The motivation for constant skirmishes with Israel is deeply rooted in Arab societies' historic failure to cope with the challenges of the 20th and 21st centuries. These companies tend to rationalize this abject failure by blaming external parties, especially and West and Israel instead of profoundly changing their tribal political culture to escape their ongoing plight in modern times.
Their ruling elites have chosen to deny the legitimacy of Jewish sovereign existence, describing Israel as a "colonial project." The radicals among them are addicted to violence and are worshiped for inflicting terror and agony.
Even among themselves, Arabs in the region tend to resort to violent measures, and the pluralistic approach of "live and let live" is apparently not very popular in Syria, Iraq, Libya, Yemen, and the Gaza Strip. They have no qualms about using violence against Israel and are only reluctant to do so when they fear its retaliation.
In the spectrum of Arab societies there are profound differences in the willingness to resort to violence in the fight against Israel: Jordan has been averse to that for about a century; Egypt maintains a strategic partnership with Israel over border security; Syria has, for decades, avoided a direct confrontation with Israel on its borders; and even Palestinian Authority President Mahmoud Abbas has said that a violent confrontation with Israel is detrimental to the Palestinian cause.
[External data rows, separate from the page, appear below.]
PR #330, opened 2020-09-03
Fix RDS Instance Password Reset Loop

### LINKED ISSUE #329: RDS instance gets caught in a password reset loop
### What happened?

What we expected: When creating an RDS instance with the `masterPasswordSecretRef` field set, I'd expect for Crossplane to reset the master credentials for the RDS instance once (to ensure they're set properly) and then consider the RDS instance as synced and ready for use.

What happened: When creating an RDS instance with the `masterPasswordSecretRef` field set, the RDS instance is stuck in a loop, continually entering the `resetting-master-credentials` state. In order to resolve the issue, you need to alter the CRD and remove the `masterPasswordSecretRef` field.

### How can we reproduce it?

Create an RDS instance with the `masterPasswordSecretRef` and it will always enter the reset loop.

Crossplane version: 0.12
Cloud provider: aws (0.11)
Kubernetes version: v1.18.2 (using KIND)

PocketMobsters:

Fixes #329 

RDSInstances will now only update the master password if there's a difference between the exported secret (if exists) and the referenced input secret from `masterPasswordSecretRef`.
### Checklist

I have:

### DIFF
--- a/pkg/clients/rds/rds.go
+++ b/pkg/clients/rds/rds.go
@@ -440,9 +440,9 @@ func IsUpToDate(p v1beta1.RDSInstanceParameters, db rds.DBInstance) (bool, error
 	//  <Modify/Create/Delete>DBInstanceInput objects but not in DBInstance
 	//  object are not late-inited. So, this func always returns true when
 	//  those configurations are changed by the user.
-
-	// TODO(muvaf): If a secret is provided for password, this logic should check
-	// whether it's changed by comparing it to the password in the published secret.
+	
+	// TODO(pocketmobsters): AllowMajorVersionUpgrade is another field we've
+	// identified that will cause this func to always return true.
 	patch, err := CreatePatch(&db, &p)
 	if err != nil {
 		return false, err
@@ -452,6 +452,7 @@ func IsUpToDate(p v1beta1.RDSInstanceParameters, db rds.DBInstance) (bool, error
 		cmpopts.IgnoreFields(v1beta1.RDSInstanceParameters{}, "Tags"),
 		cmpopts.IgnoreFields(v1beta1.RDSInstanceParameters{}, "SkipFinalSnapshotBeforeDeletion"),
 		cmpopts.IgnoreFields(v1beta1.RDSInstanceParameters{}, "FinalDBSnapshotIdentifier"),
+		cmpopts.IgnoreFields(v1beta1.RDSInstanceParameters{}, "MasterPasswordSecretRef")
 	), nil
 }
 
--- a/pkg/clients/rds/rds.go
+++ b/pkg/clients/rds/rds.go
@@ -467,27 +467,25 @@ func IsUpToDate(ctx context.Context, kube client.Client, r *v1beta1.RDSInstance,
 
 // GetPassword fetches the referenced input password for an RDSInstance CRD and determines whether it has changed or not
 func GetPassword(ctx context.Context, kube client.Client, r *v1beta1.RDSInstance) (newPwd string, changed bool, err error) {
-	if r.Spec.ForProvider.MasterPasswordSecretRef == nil && r.Spec.WriteConnectionSecretToReference == nil {
+	if r.Spec.ForProvider.MasterPasswordSecretRef == nil {
 		return "", false, nil
 	}
-	if r.Spec.ForProvider.MasterPasswordSecretRef != nil {
-		nn := types.NamespacedName{
-			Name:      r.Spec.ForProvider.MasterPasswordSecretRef.Name,
-			Namespace: r.Spec.ForProvider.MasterPasswordSecretRef.Namespace,
-		}
-		s := &corev1.Secret{}
-		if err := kube.Get(ctx, nn, s); err != nil {
-			return "", false, errors.Wrap(err, errGetPasswordSecretFailed)
-		}
-		newPwd = string(s.Data[r.Spec.ForProvider.MasterPasswordSecretRef.Key])
+	nn := types.NamespacedName{
+		Name:      r.Spec.ForProvider.MasterPasswordSecretRef.Name,
+		Namespace: r.Spec.ForProvider.MasterPasswordSecretRef.Namespace,
 	}
+	s := &corev1.Secret{}
+	if err := kube.Get(ctx, nn, s); err != nil {
+		return "", false, errors.Wrap(err, errGetPasswordSecretFailed)
+	}
+	newPwd = string(s.Data[r.Spec.ForProvider.MasterPasswordSecretRef.Key])
 
 	if r.Spec.WriteConnectionSecretToReference != nil {
-		nn := types.NamespacedName{
+		nn = types.NamespacedName{
 			Name:      r.Spec.WriteConnectionSecretToReference.Name,
 			Namespace: r.Spec.WriteConnectionSecretToReference.Namespace,
 		}
-		s := &corev1.Secret{}
+		s = &corev1.Secret{}
 		//the output secret may not exist yet, so we can skip returning an error
 		//if the error is NotFound
 		if err := kube.Get(ctx, nn, s); resource.IgnoreNotFound(err) != nil {
--- a/pkg/clients/rds/rds.go
+++ b/pkg/clients/rds/rds.go
@@ -17,6 +17,7 @@ limitations under the License.
 package rds
 
 import (
+	"context"
 	"encoding/json"
 	"strconv"
 	"strings"
@@ -25,13 +26,21 @@ import (
 	"github.com/aws/aws-sdk-go-v2/service/rds"
 	"github.com/google/go-cmp/cmp"
 	"github.com/google/go-cmp/cmp/cmpopts"
+	"github.com/pkg/errors"
+	corev1 "k8s.io/api/core/v1"
 	metav1 "k8s.io/apimachinery/pkg/apis/meta/v1"
+	"k8s.io/apimachinery/pkg/types"
+	"sigs.k8s.io/controller-runtime/pkg/client"
 
 	"github.com/crossplane/crossplane-runtime/apis/core/v1alpha1"
 	"github.com/crossplane/crossplane-runtime/pkg/reconciler/managed"
 
 	"github.com/crossplane/provider-aws/apis/database/v1beta1"
 	awsclients "github.com/crossplane/provider-aws/pkg/clients"
+)
+
+const (
+	errGetPasswordSecretFailed = "cannot get password secret"
 )
 
 // Client defines RDS RDSClient operations
@@ -435,7 +444,11 @@ func LateInitialize(in *v1beta1.RDSInstanceParameters, db *rds.DBInstance) { // 
 }
 
 // IsUpToDate checks whether there is a change in any of the modifiable fields.
-func IsUpToDate(p v1beta1.RDSInstanceParameters, db rds.DBInstance) (bool, error) {
+func IsUpToDate(ctx context.Context, kube *client.Client, p v1beta1.RDSInstanceParameters, db rds.DBInstance, outCreds *v1alpha1.SecretReference) (bool, error) {
+	_, pwdChanged, err := GetPassword(ctx, kube, p.MasterPasswordSecretRef, outCreds)
+	if err != nil {
+		return false, err
+	}
 	patch, err := CreatePatch(&db, &p)
 	if err != nil {
 		return false, err
@@ -445,10 +458,59 @@ func IsUpToDate(p v1beta1.RDSInstanceParameters, db rds.DBInstance) (bool, error
 		cmpopts.IgnoreFields(v1beta1.RDSInstanceParameters{}, "Tags"),
 		cmpopts.IgnoreFields(v1beta1.RDSInstanceParameters{}, "SkipFinalSnapshotBeforeDeletion"),
 		cmpopts.IgnoreFields(v1beta1.RDSInstanceParameters{}, "FinalDBSnapshotIdentifier"),
-		cmpopts.IgnoreFields(v1beta1.RDSInstanceParameters{}, "MasterPasswordSecretRef"),
 		cmpopts.IgnoreFields(v1beta1.RDSInstanceParameters{}, "ApplyModificationsImmediately"),
 		cmpopts.IgnoreFields(v1beta1.RDSInstanceParameters{}, "AllowMajorVersionUpgrade"),
-	), nil
+		cmpopts.IgnoreFields(v1beta1.RDSInstanceParameters{}, "MasterPasswordSecretRef"),
+	) && !pwdChanged, nil
+}
+
+// GetPassword fetches the referenced input password for an RDSInstance CRD and determines whether it has changed or not
+func GetPassword(ctx context.Context, kube *client.Client, inputCreds *v1alpha1.SecretKeySelector, outCreds *v1alpha1.SecretReference) (string, bool, error) {
+	if kube == nil {
+		return "", false, nil
+	}
+	if inputCreds == nil && outCreds == nil {
+		return "", false, nil
+	}
+
+	var err error
+	var newPwd string
+	var pwdChanged bool
+	if inputCreds != nil {
+		nn := types.NamespacedName{
+			Name:      inputCreds.Name,
+			Namespace: inputCreds.Namespace,
+		}
+		newPwd, err = getPasswordFromSecret(ctx, kube, nn, inputCreds.Key)
+		if err != nil {
+			return "", false, errors.Wrap(err, errGetPasswordSecretFailed)
+		}
+	}
+
+	if outCreds != nil {
+		nn := types.NamespacedName{
+			Name:      outCreds.Name,
+			Namespace: outCreds.Namespace,
+		}
+		outPwd, _ := getPasswordFromSecret(ctx, kube, nn, v1alpha1.ResourceCredentialsSecretPasswordKey)
+		if outPwd == newPwd {
+			return newPwd, false, nil
+		}
+	}
+
+	return newPwd, pwdChanged, nil
+}
+
+func getPasswordFromSecret(ctx context.Context, kube *client.Client, namespacedName types.NamespacedName, key string) (string, error) {
+	if kube == nil {
+		return "", nil
+	}
+	k := *kube
+	s := &corev1.Secret{}
+	if err := k.Get(ctx, namespacedName, s); err != nil {
+		return "", err
+	}
+	return string(s.Data[key]), nil
 }
 
 // GetConnectionDetails extracts managed.ConnectionDetails out of v1beta1.RDSInstance.
--- a/pkg/clients/rds/rds.go
+++ b/pkg/clients/rds/rds.go
@@ -493,9 +493,11 @@ func GetPassword(ctx context.Context, kube client.Client, r *v1beta1.RDSInstance
 			Namespace: r.Spec.WriteConnectionSecretToReference.Namespace,
 		}
 		s := &corev1.Secret{}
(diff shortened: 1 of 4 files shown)


PocketMobsters:
Tacking on some additional fields to ignore in IsUpToDate. 

ApplyModificationsImmediately will cause this function to always return true because it is not returned by AWS. If this is set, it WILL be included in any subsequent modify call so it won't break any behavior as any other field that should be sent out will appropriately return true from this function.

Similarly with AllowMajorVersionUpgrade it is not returned by AWS but their [docs](https://docs.aws.amazon.com/AmazonRDS/latest/UserGuide/USER_UpgradeDBInstance.Upgrading.html#USER_UpgradeDBInstance.Upgrading.Manual) mention that it should be included with a call that changes EngineVersion. By itself, it should not trigger a modify call to be sent. 

These two fields will ALSO cause the operator to go into a continual loop of processing these instances which is only really noticeable if you have debug logging enabled. Each time this happens, it is reporting that there were no modifications included in the request.

pkg/controller/database/rdsinstance.go
```diff
@@ -89,11 +89,29 @@ type external struct {
...
 }
 
-func (e *external) Observe(ctx context.Context, mg resource.Managed) (managed.ExternalObservation, error) {
+func (e *external) Observe(ctx context.Context, mg resource.Managed) (managed.ExternalObservation, error) { // nolint:gocyclo
 	cr, ok := mg.(*v1beta1.RDSInstance)
 	if !ok {
 		return managed.ExternalObservation{}, errors.New(errNotRDSInstance)
 	}
+
+	pwdChanged := false
```
muvaf, line 98: I believe this check belongs to `IsUpToDate` function. As you said, we don't have another resource whose `IsUpToDate` func has a client but we don't have another resource in AWS that takes a secret ref as input either, so this could be example to future implementations.

I would suggest implementing this functionality in a way to be called like `pw, changed, err := rds.CheckPassword(...)` so that we can call it in `IsUpToDate`, `Update` and `Create`, essentially wherever we need the password. `pkg/clients/rds/rds.go` could be a good fit for this utility.

pkg/clients/rds/rds.go
```diff
@@ -452,6 +445,9 @@ func IsUpToDate(p v1beta1.RDSInstanceParameters, db rds.DBInstance) (bool, error
 		cmpopts.IgnoreFields(v1beta1.RDSInstanceParameters{}, "Tags"),
 		cmpopts.IgnoreFields(v1beta1.RDSInstanceParameters{}, "SkipFinalSnapshotBeforeDeletion"),
 		cmpopts.IgnoreFields(v1beta1.RDSInstanceParameters{}, "FinalDBSnapshotIdentifier"),
+		cmpopts.IgnoreFields(v1beta1.RDSInstanceParameters{}, "MasterPasswordSecretRef"),
```
muvaf, line 448: Thanks for catching these!

muvaf (commented):
Hi @PocketMobsters ! Your solution looks solid, I just left a comment about where it could go. Thank you for catching this bug and opening the PR!

kelvinwijaya:
Thanks @PocketMobsters , i think the fix would help my existing use case for updating RDSInstances password by secret object reference (As per my current understanding the password is auto-generated), i did some workaround to run another controller for updating the RDSInstances password, but seem i don't have to anymore

PocketMobsters:
@muvaf I rebased my changes so everything should be up to date with master as of the time of this comment.

I moved the password change detection logic to the RDS client and thus I'm passing some additional information (context and kubernetes client) into `IsUpToDate` so it can be used in `GetPassword`. I really liked your suggestion of the return signature being `pw, changed, err`. 

After I made my changes I realized you would have named this function `CheckPassword` and I'm totally down to rename it, just want to get a bit of a review on the new approach and whether its something you'd like in the code base.

I was having some trouble coming up with a good way to test the new functionality, as I didn't really notice anything existing that mocks external calls and the contribution guidelines specifically prohibit adding a third party testing library. As it stands now, my code is untested programmatically - I've just put it through a bunch of manual integration tests. I looked at the existing E2E integration test and it appears to revolve around making sure the provider itself can be installed and brings up the appropriate deployments and pods so I don't think its appropriate for this either. If you have any ideas or existing examples of integration tests like that I'd be happy to revise my changes accordingly!

pkg/clients/rds/rds.go
```diff
@@ -435,14 +444,11 @@ func LateInitialize(in *v1beta1.RDSInstanceParameters, db *rds.DBInstance) { //
...
 // IsUpToDate checks whether there is a change in any of the modifiable fields.
-func IsUpToDate(p v1beta1.RDSInstanceParameters, db rds.DBInstance) (bool, error) {
-	// TODO(muvaf): ApplyImmediately and other configurations that exist in
-	//  <Modify/Create/Delete>DBInstanceInput objects but not in DBInstance
-	//  object are not late-inited. So, this func always returns true when
-	//  those configurations are changed by the user.
-
-	// TODO(muvaf): If a secret is provided for password, this logic should check
-	// whether it's changed by comparing it to the password in the published secret.
+func IsUpToDate(ctx context.Context, kube *client.Client, p v1beta1.RDSInstanceParameters, db rds.DBInstance, outCreds *v1alpha1.SecretReference) (bool, error) {
```
muvaf, line 447:
```suggestion
func IsUpToDate(ctx context.Context, kube *client.Client, p v1beta1.RDSInstance, db rds.DBInstance) (bool, error) {
```

What do you think about supplying the whole `RDSInstance` and get the necessart secret refs in the function?

muvaf:
```suggestion
func IsUpToDate(ctx context.Context, kube client.Client, p v1beta1.RDSInstanceParameters, db rds.DBInstance, outCreds *v1alpha1.SecretReference) (bool, error) {
```

Since `client.Client` is an interface, we don't need to send it via pointer.

pkg/clients/rds/rds.go
```diff
@@ -452,7 +458,59 @@ func IsUpToDate(p v1beta1.RDSInstanceParameters, db rds.DBInstance) (bool, error
...
 		cmpopts.IgnoreFields(v1beta1.RDSInstanceParameters{}, "FinalDBSnapshotIdentifier"),
-	), nil
+		cmpopts.IgnoreFields(v1beta1.RDSInstanceParameters{}, "ApplyModificationsImmediately"),
+		cmpopts.IgnoreFields(v1beta1.RDSInstanceParameters{}, "AllowMajorVersionUpgrade"),
+		cmpopts.IgnoreFields(v1beta1.RDSInstanceParameters{}, "MasterPasswordSecretRef"),
+	) && !pwdChanged, nil
+}
+
+// GetPassword fetches the referenced input password for an RDSInstance CRD and determines whether it has changed or not
+func GetPassword(ctx context.Context, kube *client.Client, inputCreds *v1alpha1.SecretKeySelector, outCreds *v1alpha1.SecretReference) (string, bool, error) {
```
muvaf, line 468:
```suggestion
func GetPassword(ctx context.Context, kube client.Client, rds *v1beta1.RDSInstance) (string, bool, error) {
```

Similar suggestions as above.

pkg/clients/rds/rds.go
```diff
@@ -452,7 +458,59 @@ func IsUpToDate(p v1beta1.RDSInstanceParameters, db rds.DBInstance) (bool, error
...
+		return "", false, nil
+	}
+	if inputCreds == nil && outCreds == nil {
+		return "", false, nil
+	}
+
+	var err error
+	var newPwd string
+	var pwdChanged bool
+	if inputCreds != nil {
```
muvaf, line 479: I believe once we accept `*v1beta1.RDSInstance` and do the necessary checks like `if rds.Spec.ForProvider.MasterPasswordSecretRef == nil` in the beginning, we don't need to check them anymore. Once they are out of the way, it could be a simple flow like `do the checks -> get the input secret -> get the output secret -> return newPwd, newPwd != oldPwd, nil`

pkg/clients/rds/rds.go
```diff
@@ -452,7 +458,59 @@ func IsUpToDate(p v1beta1.RDSInstanceParameters, db rds.DBInstance) (bool, error
...
+		outPwd, _ := getPasswordFromSecret(ctx, kube, nn, v1alpha1.ResourceCredentialsSecretPasswordKey)
+		if outPwd == newPwd {
+			return newPwd, false, nil
+		}
+	}
+
+	return newPwd, pwdChanged, nil
+}
+
+func getPasswordFromSecret(ctx context.Context, kube *client.Client, namespacedName types.NamespacedName, key string) (string, error) {
```
muvaf, line 504: From what I can tell, once we use `client.Client`, this function would not be really necessary and we can do the same operation in place in `GetPassword`.

pkg/controller/database/rdsinstance.go
```diff
@@ -204,18 +205,16 @@ func (e *external) Update(ctx context.Context, mg resource.Managed) (managed.Ext
 	modify := rds.GenerateModifyDBInstanceInput(meta.GetExternalName(cr), patch)
 	var conn managed.ConnectionDetails
 	if cr.Spec.ForProvider.MasterPasswordSecretRef != nil {
```
muvaf, line 207: I think we can skip the `if cr.Spec.ForProvider.MasterPasswordSecretRef != nil` here since we do it in `GetPassword` anyway. The `if changed` condition covers the case where there is no change.

pkg/controller/database/rdsinstance.go
```diff
@@ -204,18 +205,16 @@ func (e *external) Update(ctx context.Context, mg resource.Managed) (managed.Ext
...
+		if changed {
+			conn = managed.ConnectionDetails{
+				runtimev1alpha1.ResourceCredentialsSecretPasswordKey: []byte(pwd),
+			}
+			modify.MasterUserPassword = aws.String(pwd)
 		}
-		modify.MasterUserPassword = aws.String(string(s.Data[cr.Spec.ForProvider.MasterPasswordSecretRef.Key]))
 	}
 	if _, err = e.client.ModifyDBInstanceRequest(modify).Send(ctx); err != nil {
 		return managed.ExternalUpdate{}, errors.Wrap(err, errModifyFailed)
```
muvaf, line 220: Would you be use `GetPassword` in `Create`, too? We wouldn't really check whether password changed but we'd need the desired password and generate a new one only if the returned password is `""`.

muvaf (commented):
Thank you for the update! It's looking pretty good! I've left a few simplification suggestions.

Regarding tests, I see that `pkg/client/rds/rds_test.go` file assumes that all functions are bare conversions, hence, doesn't have any test with clients. But we do have such tests and you can find some examples in [`pkg/controller/database/rdsinstance_test.go`](https://github.com/crossplane/provider-aws/blob/master/pkg/controller/database/rdsinstance_test.go#L232) and in other controller tests.

pkg/controller/database/rdsinstance.go
PocketMobsters: Wonderful comments, I'll make the according changes and look at the tests you referenced to see what I can do with the clients!

pkg/clients/rds/rds.go
PocketMobsters: I basically just exit early if neither are set. It's kind of a redundant conditional upon further inspection.

I need to check each one specifically, because otherwise accessing the name, namespace and key (for input) will throw an error. If you take a look at the updated function and can figure out a less verbose way to write it and cover the cases it does I'll happily make changes!

PocketMobsters:
I've successfully forgotten to sign off my commits at least 3 times here. One day I'll get it done without DCO reminding me.

@muvaf I believe I've addressed most of your comments, with the exception being the flow change in `GetPassword` because I'm not 100% sure how to change it to work properly without the individual checks. I think some of the confusion comes from the early exit if neither are set. 

I'd like to apologize for the delay on getting these changes in, I've been pulling on a couple different threads at work in the meantime.

pkg/clients/rds/rds.go
```diff
@@ -452,7 +458,50 @@ func IsUpToDate(p v1beta1.RDSInstanceParameters, db rds.DBInstance) (bool, error
...
+		cmpopts.IgnoreFields(v1beta1.RDSInstanceParameters{}, "AllowMajorVersionUpgrade"),
+		cmpopts.IgnoreFields(v1beta1.RDSInstanceParameters{}, "MasterPasswordSecretRef"),
+	) && !pwdChanged, nil
+}
+
+// GetPassword fetches the referenced input password for an RDSInstance CRD and determines whether it has changed or not
+func GetPassword(ctx context.Context, kube client.Client, r *v1beta1.RDSInstance) (string, bool, error) {
+	if kube == nil {
+		return "", false, nil
+	}
```
muvaf, line 471:
```suggestion
```

I don't think we need to check this because if that's `nil`, probably many of the calls before this function will fail anyway.

pkg/clients/rds/rds.go
```diff
@@ -452,7 +458,50 @@ func IsUpToDate(p v1beta1.RDSInstanceParameters, db rds.DBInstance) (bool, error
...
+	if r.Spec.ForProvider.MasterPasswordSecretRef == nil && r.Spec.WriteConnectionSecretToReference == nil {
```
muvaf, line 472:
```suggestion
	if r.Spec.ForProvider.MasterPasswordSecretRef == nil || r.Spec.WriteConnectionSecretToReference == nil {
```

In order for this function to make its job, both fields have to be set. So, if any of them isn't there, then we should return early. As written here, that's not an error case, it's just saying that we don't need the utility of `GetPassword` for those cases.

muvaf: After you make this change, in the rest of the function you can be sure that they are not `nil` so you can get rid of two `if` conditions below.

pkg/clients/rds/rds.go
```diff
@@ -452,7 +458,50 @@ func IsUpToDate(p v1beta1.RDSInstanceParameters, db rds.DBInstance) (bool, error
...
+			Name:      r.Spec.WriteConnectionSecretToReference.Name,
+			Namespace: r.Spec.WriteConnectionSecretToReference.Namespace,
+		}
+		s := &corev1.Secret{}
+		if err := kube.Get(ctx, nn, s); err != nil {
+			pwdChanged = newPwd != ""
+		} else {
+			outPwd := string(s.Data[v1alpha1.ResourceCredentialsSecretPasswordKey])
+			pwdChanged = newPwd != "" && outPwd != newPwd
+		}
```
muvaf, line 501:
```suggestion
		if err := kube.Get(ctx, nn, s); resource.IgnoreNotFound(err) != nil {
			return "", false, err
		}
		pwdChanged = newPwd != string(s.Data[v1alpha1.ResourceCredentialsSecretPasswordKey])
		err = nil
		return
```

On `NotFound` case is OK to skip. For other errors, we need to return them. Also we don't need to check specifically against `""` because if it's `NotFound`, then `string(s.Data[v1alpha1.ResourceCredentialsSecretPasswordKey])` will be `""`.

pkg/clients/rds/rds.go
```diff
@@ -452,7 +458,50 @@ func IsUpToDate(p v1beta1.RDSInstanceParameters, db rds.DBInstance) (bool, error
...
 		cmpopts.IgnoreFields(v1beta1.RDSInstanceParameters{}, "FinalDBSnapshotIdentifier"),
-	), nil
+		cmpopts.IgnoreFields(v1beta1.RDSInstanceParameters{}, "ApplyModificationsImmediately"),
+		cmpopts.IgnoreFields(v1beta1.RDSInstanceParameters{}, "AllowMajorVersionUpgrade"),
+		cmpopts.IgnoreFields(v1beta1.RDSInstanceParameters{}, "MasterPasswordSecretRef"),
+	) && !pwdChanged, nil
+}
+
+// GetPassword fetches the referenced input password for an RDSInstance CRD and determines whether it has changed or not
+func GetPassword(ctx context.Context, kube client.Client, r *v1beta1.RDSInstance) (string, bool, error) {
```
muvaf, line 468:
```suggestion
func GetPassword(ctx context.Context, kube client.Client, r *v1beta1.RDSInstance) (newPwd string, pwdChanged bool, err error) {
```

I think naming the returned variables if there are more than two would serve as a nice documentation to understand what the `bool` is for.

pkg/clients/rds/rds.go
muvaf: I left some suggestions about this.

muvaf:
> I'd like to apologize for the delay on getting these changes in, I've been pulling on a couple different threads at work in the meantime.

No need to apologize, it's perfectly fine. We wouldn't even know about this problem. Thank you for driving this, it's pretty close to be merged!

pkg/clients/rds/rds.go
PocketMobsters: Great call

pkg/clients/rds/rds.go
PocketMobsters: Neither `masterPasswordSecretRef` (input) nor `writeConnectionSecretToRef` (output) are marked as required, so I figure we should try and account for situations where either are set. I figure the best way to dissect this would be to walk through the contexts in which this function may be called.

-----

### Create

When creating an instance, we only really check the input. If input is set, we'll use that value for the password we provide to AWS. If the input field is not set, or the value in the referenced secret is set to `""` we'll autogenerate a password. I've created a small diagram for [it here](https://i.imgur.com/Qn7BJTL.png).

If we change the `GetPassword` function to return if either input or output references are nil, we wouldn't report back what the input password is so I'd revert the change in `Create` and have it pull the input secret directly.

### Update

I created [another diagram](https://i.imgur.com/kEfYaRR.png) to help convey my thought process. As you can see, we don't really do anything unless both fields are set, so I can see how making this change would clean up the code a bit.

### Observe

I created [a diagram](https://i.imgur.com/pPM4rCz.png) to visually represent this flow as well. Again we only really do work if both fields are set.

-----

If we have `Create` pull the password directly as it was doing before, I can 100% support cleaning up the code a bit. I'd also feel like a rename from `GetPassword` to `CheckPassword` as suggested in your original round of reviews would completely describe what it is doing. Otherwise, I feel we should at least continue supporting fields being partially set, to account for the `Create` case.

pkg/clients/rds/rds.go
PocketMobsters: I kept the `newPwd != ""` because I think we want to make sure that at least some value was pulled from the input secret, otherwise we may report that the password changed (a value in output but no value in input) but also send back an empty string for `newPwd`. This wouldn't matter in `Create` as we only care about the value of the password, but I'm unsure what the implications are of providing an empty password in `Update` and what having that included in the AWS request body would do

pkg/clients/rds/rds.go
muvaf: Thanks for all the details! I think I understand what you're describing. Seems like we have only one case that's tricky; input is given but output is not given during `Create`. I couldn't really think of many scenarios where you give an input secret (meaning you use pwd auth) but not use the output. However, for the implementation to be _correct_, i.e. user supplied a password and that should be enough for us to use it, I agree with you that this should be taken into account.

So, in all cases, if input is empty we should return early but output being empty is not of a concern so that we can take `Create` into account. So, I'd suggest:
```suggestion
	if r.Spec.ForProvider.MasterPasswordSecretRef == nil {
```

and assume that `r.Spec.ForProvider.MasterPasswordSecretRef` is not `nil` in the rest of the function. The check for `if r.Spec.WriteConnectionSecretToReference != nil {` in the later parts of the function seems necessary.

PocketMobsters: Pushed this up

muvaf (approved):
LGTM! Thank you @PocketMobsters for working on this!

But this is very tenuous: Jordan caved into Egyptian pressure and joined the war in 1967 and it has also allowed the PLO to operate from its soil, despite the risk it posed to its sovereign existence. In Egypt, the Muslim Brotherhood could have provoked hostilities with Israel had it not been ousted in 2013, and Syria used Lebanon to attack Israel rather than its own soil.
The problem is that irresponsible radicals elements in the region enjoy the support of millions of people. In a society that does not prioritize a constructive effort to ensure a better life for its people, many "get a kick" out of these radicals' ability to harm Israel.
Recently, they have been able to use commonly available advanced technology to inflict harm, and Iran is more than happy to back anyone who is willing to do its bidding in this sense.
The implications for Israel are far-reaching: In the coming generations, it can expect nothing but repeating flare-ups on its borders, which means Israel and its public will have to develop increase resilience vis-à-vis near-constant low-intensity provocations. Strategic deterrence can, at best, removes Israel's most dogged enemies from the cycle of violence, thus mitigating worst-case war scenarios.